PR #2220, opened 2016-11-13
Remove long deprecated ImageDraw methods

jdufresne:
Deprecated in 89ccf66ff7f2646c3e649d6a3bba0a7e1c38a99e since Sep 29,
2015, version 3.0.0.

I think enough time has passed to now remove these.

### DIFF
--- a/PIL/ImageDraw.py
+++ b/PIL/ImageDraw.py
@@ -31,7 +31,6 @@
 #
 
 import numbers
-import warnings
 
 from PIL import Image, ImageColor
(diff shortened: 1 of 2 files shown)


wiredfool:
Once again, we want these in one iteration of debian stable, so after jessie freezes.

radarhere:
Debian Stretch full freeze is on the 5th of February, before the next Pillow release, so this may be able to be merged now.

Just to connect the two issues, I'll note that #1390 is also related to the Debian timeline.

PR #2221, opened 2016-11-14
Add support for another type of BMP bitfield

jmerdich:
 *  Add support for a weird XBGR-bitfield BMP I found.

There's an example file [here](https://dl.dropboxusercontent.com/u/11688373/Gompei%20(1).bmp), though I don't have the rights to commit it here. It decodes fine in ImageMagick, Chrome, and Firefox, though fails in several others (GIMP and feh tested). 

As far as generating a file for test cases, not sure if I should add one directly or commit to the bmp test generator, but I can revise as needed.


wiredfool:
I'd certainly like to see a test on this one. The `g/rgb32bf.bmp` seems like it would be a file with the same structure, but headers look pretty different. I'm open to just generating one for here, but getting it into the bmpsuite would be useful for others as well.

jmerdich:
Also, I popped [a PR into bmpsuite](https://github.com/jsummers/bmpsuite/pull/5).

### Work instructions
Among the entries above, the line containing "-import warnings", the line containing "BMP I found.", and all lines between them are to be restated word for word; nothing else belongs in the reply.

### Answer to the problem
-import warnings
 
 from PIL import Image, ImageColor
(diff shortened: 1 of 2 files shown)


wiredfool:
Once again, we want these in one iteration of debian stable, so after jessie freezes.

radarhere:
Debian Stretch full freeze is on the 5th of February, before the next Pillow release, so this may be able to be merged now.

Just to connect the two issues, I'll note that #1390 is also related to the Debian timeline.

PR #2221, opened 2016-11-14
Add support for another type of BMP bitfield

jmerdich:
 *  Add support for a weird XBGR-bitfield BMP I found.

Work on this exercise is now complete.